We have also local, device-level spaces/conditioned areas which are especially relevant
when storing, converting or transforming energy. Some example of such local conditioned
areas:



Buffers, like
o Batteries (electricity > chemical > electricity)
o (Isolated) water tanks (heat > heat > heat)
Convertors, like
o Gas boilers, where the form of energy is converted via for instance gas
burning (actuation of the local conditioned area) and heat exchange to warm
water (extraction from the local conditioned area).
Transformers, like
o Electricity transformer (high <> low voltage)
o Gas Pressure transformer (high <> low pressure)

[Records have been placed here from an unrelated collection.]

PR #317, opened 2021-02-23
Add Error state to ProcessingState

MichealReed:
I had a dire need for an error state in my application so I thought I would submit a PR here as well. This is verified working on Android, although feel free to comment if there are any more places I should put it to catch all. I did my best to implement iOS and Darwin but I have not been able to test with an Apple device. There may be a few redundant or missed spots on the Apple side as well, so feel free to call those out.


ryanheise:
I am not sure if this is the right approach. You can currently listen to error events on the streams like this:

```dart
playbackEventStream.listen(listener, onError: ...);
```

I think in the case of an unrecoverable error, it makes sense for the "processing" state to enter `idle`, and we don't need to combine other purposes, while for recoverable errors, some other non-error transition may make more sense. The fact that the error occurred could still be detected by listening to the stream.

MichealReed:
No worries here, thanks for the error catching example. I was facing an issue where it would get suck under a loading processing state and never shift to idle so I thought I would solve with an error state.

ryanheise:
Just looking at my last comment it looks like my last sentence was incomplete - not sure what it was originally going to say :-)

But as to your scenario, I'm not sure if the state transitions currently work in the intended way as described, particularly on iOS, so I'll need to do some more work there.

Transformers are a bit like convertors but now they operate in one type of energy
network (i.e. one energy form). They do not consume or produce energy but only
change its ‘shape’ like high to low temperature, high to low voltage etc.
1.5
Key relationships
Earlier we discussed generic (key) relationships like decomposition (CMO’s hasPart) &
topology (dEPC’s startNode and endNode for modelling E-Connections). Especially in the
dEPC ontology we require other, more specific, relationships to come from one aspect to
another in a dEPC model.
Between energy & matter
 Device ‘playsRoleOf’ zero or more E-Node
 Signal (‘eFlow’) ‘measuredBy’ zero or one Meter
Between matter & space
 Device or Carrier ‘mountedIn’ one ConditionedArea
 Signal (‘condition’) ‘measuredBy’ zero or one Sensor
Between energy & space
 eConsumption and eProduction properties are typically attached to the E-Node
subclass ‘E-Consumer’ resp. ‘E-Producer’. They can be asserted, or derived from
eFlow measurements related to an E-Connection by an (energy) meter.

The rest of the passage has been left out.